▶ **EXTRACTED RECORDS**
* * *
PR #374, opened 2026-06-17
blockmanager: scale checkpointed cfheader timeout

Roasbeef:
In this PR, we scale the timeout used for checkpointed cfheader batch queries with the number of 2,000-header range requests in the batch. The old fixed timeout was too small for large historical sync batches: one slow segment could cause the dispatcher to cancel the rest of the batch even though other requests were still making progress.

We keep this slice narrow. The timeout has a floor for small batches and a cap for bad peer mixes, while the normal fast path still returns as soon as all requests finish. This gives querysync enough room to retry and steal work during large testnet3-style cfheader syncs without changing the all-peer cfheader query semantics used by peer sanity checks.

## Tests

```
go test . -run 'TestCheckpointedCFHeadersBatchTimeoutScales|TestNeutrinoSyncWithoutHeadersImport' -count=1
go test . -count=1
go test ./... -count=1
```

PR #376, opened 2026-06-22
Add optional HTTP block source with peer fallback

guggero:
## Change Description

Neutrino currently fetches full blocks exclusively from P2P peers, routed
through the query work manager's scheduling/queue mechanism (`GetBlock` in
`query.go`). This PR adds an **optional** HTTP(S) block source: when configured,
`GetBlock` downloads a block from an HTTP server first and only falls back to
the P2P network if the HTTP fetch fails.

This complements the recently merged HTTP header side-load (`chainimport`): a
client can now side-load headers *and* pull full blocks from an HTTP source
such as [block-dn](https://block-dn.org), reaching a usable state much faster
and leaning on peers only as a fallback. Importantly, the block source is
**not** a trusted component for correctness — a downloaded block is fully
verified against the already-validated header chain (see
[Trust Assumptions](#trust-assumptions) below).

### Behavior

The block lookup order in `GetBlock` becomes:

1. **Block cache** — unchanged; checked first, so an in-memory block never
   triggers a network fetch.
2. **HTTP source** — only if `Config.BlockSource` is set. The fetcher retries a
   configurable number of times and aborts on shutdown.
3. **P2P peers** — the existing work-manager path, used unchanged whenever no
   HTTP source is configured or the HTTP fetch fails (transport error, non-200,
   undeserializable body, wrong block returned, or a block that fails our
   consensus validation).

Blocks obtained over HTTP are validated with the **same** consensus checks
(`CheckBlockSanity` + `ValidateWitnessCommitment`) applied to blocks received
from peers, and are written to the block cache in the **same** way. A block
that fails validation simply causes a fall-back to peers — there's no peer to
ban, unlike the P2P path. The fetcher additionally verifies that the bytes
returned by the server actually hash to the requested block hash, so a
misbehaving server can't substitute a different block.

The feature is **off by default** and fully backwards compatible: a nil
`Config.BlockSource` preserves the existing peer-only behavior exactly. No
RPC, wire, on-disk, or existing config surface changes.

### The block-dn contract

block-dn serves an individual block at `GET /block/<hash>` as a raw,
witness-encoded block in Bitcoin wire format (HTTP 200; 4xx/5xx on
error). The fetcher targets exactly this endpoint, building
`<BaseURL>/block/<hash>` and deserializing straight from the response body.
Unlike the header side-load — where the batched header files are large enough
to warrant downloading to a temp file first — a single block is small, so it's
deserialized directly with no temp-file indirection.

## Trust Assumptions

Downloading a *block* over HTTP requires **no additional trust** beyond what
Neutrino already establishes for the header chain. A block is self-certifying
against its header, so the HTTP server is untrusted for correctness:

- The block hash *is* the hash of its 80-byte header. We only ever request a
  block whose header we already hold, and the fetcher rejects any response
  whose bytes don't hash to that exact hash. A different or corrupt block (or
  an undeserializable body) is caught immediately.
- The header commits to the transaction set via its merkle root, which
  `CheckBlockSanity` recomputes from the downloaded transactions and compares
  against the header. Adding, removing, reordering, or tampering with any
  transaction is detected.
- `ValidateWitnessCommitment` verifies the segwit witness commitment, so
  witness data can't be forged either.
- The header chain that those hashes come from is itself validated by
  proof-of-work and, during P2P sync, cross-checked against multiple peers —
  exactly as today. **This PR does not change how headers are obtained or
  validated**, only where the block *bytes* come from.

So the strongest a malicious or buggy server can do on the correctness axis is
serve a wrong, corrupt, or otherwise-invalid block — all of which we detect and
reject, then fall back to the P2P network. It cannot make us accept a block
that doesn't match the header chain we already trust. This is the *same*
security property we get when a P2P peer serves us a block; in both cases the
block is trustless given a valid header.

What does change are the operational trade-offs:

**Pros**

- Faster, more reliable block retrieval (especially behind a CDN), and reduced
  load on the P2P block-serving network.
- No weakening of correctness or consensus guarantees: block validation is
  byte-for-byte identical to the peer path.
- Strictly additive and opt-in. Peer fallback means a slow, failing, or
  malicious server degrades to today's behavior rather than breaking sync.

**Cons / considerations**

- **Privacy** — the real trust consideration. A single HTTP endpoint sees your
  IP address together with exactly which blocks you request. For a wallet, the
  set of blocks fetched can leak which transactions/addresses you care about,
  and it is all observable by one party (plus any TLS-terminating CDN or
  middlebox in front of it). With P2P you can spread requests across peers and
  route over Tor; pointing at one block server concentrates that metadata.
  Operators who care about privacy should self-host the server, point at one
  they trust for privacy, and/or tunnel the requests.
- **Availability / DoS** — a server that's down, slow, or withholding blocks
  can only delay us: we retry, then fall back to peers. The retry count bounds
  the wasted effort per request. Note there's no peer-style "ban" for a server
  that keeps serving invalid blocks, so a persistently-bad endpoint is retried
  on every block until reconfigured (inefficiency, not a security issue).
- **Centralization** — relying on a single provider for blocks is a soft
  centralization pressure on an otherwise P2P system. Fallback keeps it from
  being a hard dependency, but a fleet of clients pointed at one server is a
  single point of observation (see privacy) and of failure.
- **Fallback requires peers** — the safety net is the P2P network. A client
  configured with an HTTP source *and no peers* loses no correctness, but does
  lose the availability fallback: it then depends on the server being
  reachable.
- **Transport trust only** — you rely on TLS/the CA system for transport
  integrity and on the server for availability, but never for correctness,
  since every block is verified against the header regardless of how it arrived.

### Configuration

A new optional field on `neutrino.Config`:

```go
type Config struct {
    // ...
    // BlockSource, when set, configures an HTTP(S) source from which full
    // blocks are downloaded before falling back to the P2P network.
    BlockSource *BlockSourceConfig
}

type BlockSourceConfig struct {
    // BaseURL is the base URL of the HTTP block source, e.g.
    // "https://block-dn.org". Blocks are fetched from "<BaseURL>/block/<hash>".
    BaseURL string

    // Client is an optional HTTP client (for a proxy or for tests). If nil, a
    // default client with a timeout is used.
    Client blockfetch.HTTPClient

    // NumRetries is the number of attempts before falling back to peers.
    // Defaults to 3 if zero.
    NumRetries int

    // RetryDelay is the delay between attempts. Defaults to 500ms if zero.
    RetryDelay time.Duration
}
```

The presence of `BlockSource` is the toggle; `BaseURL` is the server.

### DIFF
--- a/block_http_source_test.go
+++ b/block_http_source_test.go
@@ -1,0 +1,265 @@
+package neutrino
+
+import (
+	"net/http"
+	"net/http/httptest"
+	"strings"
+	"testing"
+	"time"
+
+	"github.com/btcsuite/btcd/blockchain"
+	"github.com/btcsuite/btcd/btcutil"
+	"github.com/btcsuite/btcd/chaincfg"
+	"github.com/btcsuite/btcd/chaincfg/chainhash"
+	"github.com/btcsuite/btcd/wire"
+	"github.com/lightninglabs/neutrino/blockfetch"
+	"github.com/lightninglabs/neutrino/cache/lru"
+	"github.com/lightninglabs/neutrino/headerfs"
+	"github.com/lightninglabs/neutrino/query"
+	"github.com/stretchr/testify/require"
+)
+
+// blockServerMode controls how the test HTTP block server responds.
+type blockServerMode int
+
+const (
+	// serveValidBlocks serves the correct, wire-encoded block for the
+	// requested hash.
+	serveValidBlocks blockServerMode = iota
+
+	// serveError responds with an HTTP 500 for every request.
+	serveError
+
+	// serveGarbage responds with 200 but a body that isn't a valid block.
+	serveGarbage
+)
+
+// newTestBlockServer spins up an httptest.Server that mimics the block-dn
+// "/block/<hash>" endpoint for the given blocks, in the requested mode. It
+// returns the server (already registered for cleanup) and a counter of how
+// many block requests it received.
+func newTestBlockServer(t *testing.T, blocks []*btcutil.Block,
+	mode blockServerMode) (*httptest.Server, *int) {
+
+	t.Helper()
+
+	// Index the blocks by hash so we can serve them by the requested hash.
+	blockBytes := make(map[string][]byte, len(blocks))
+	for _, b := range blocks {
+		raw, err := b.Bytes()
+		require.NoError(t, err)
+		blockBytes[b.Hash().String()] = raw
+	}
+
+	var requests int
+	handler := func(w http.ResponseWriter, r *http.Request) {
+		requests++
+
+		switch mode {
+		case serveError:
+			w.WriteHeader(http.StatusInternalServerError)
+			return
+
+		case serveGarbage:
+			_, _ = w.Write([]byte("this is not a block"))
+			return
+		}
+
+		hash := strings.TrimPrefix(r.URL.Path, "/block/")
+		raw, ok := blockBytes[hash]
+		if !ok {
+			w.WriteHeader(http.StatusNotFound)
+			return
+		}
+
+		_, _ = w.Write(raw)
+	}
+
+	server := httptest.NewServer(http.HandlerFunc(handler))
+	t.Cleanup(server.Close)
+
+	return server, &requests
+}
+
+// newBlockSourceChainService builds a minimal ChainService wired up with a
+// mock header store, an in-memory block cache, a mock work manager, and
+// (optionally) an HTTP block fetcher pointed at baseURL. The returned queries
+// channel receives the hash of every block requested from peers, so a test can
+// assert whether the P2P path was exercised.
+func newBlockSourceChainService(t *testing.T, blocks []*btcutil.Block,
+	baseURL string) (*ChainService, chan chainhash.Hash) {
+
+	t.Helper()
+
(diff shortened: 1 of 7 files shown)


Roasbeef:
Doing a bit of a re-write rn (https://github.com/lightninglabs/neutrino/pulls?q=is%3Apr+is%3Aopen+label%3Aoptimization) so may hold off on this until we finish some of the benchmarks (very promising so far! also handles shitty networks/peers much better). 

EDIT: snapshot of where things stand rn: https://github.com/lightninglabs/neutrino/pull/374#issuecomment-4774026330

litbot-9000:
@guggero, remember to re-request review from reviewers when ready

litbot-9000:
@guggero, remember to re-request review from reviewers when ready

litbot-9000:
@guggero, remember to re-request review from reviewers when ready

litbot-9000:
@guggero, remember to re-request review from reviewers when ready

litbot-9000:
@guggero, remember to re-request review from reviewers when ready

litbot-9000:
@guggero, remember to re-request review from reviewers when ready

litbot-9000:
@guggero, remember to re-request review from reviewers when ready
* * *
Each line of the material above that contains the string "type" adds one to the count; report the final count only.

3